What to produce:
Report each line from the entries in which "java" can be found.

Extracted data:
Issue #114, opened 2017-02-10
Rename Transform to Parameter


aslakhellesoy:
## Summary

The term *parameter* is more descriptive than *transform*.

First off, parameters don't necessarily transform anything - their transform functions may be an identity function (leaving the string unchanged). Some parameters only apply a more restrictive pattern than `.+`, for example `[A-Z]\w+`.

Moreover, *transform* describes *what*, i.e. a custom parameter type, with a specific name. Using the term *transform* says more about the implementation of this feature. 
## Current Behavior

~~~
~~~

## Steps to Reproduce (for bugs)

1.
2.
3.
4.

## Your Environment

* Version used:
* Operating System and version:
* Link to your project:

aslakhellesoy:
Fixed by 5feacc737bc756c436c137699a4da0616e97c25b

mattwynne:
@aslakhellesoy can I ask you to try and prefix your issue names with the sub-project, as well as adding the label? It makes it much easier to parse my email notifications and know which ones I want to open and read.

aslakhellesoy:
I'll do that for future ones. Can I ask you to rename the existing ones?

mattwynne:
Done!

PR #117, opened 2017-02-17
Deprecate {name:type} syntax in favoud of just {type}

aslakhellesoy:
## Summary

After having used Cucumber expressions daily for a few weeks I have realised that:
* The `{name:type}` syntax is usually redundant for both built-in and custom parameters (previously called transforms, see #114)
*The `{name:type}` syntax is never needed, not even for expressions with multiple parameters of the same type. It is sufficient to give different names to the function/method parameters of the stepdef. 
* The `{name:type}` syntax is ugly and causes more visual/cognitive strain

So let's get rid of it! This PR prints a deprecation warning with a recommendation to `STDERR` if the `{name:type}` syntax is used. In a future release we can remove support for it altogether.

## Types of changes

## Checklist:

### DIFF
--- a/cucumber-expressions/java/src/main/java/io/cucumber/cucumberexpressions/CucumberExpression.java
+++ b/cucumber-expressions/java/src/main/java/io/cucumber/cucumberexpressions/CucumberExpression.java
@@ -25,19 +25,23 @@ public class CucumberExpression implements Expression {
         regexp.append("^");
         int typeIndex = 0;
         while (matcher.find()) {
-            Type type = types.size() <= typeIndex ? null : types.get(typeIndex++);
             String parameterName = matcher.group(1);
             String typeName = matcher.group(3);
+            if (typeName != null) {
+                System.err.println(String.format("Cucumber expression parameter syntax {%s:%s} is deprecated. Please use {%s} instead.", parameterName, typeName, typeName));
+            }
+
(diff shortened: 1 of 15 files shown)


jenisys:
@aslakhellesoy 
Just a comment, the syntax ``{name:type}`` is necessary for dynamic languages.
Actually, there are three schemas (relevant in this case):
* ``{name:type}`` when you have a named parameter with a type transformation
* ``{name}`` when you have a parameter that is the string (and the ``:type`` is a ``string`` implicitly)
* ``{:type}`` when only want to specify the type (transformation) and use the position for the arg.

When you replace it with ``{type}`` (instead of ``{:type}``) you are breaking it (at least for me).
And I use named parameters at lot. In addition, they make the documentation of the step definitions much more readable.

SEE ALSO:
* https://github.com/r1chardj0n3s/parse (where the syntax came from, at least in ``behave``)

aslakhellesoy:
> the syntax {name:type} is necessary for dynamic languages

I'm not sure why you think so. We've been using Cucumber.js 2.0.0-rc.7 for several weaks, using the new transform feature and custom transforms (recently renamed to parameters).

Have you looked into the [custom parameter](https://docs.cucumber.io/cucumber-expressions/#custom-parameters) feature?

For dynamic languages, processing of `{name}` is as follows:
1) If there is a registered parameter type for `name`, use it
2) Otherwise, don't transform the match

Exercise solution:
--- a/cucumber-expressions/java/src/main/java/io/cucumber/cucumberexpressions/CucumberExpression.java
+++ b/cucumber-expressions/java/src/main/java/io/cucumber/cucumberexpressions/CucumberExpression.java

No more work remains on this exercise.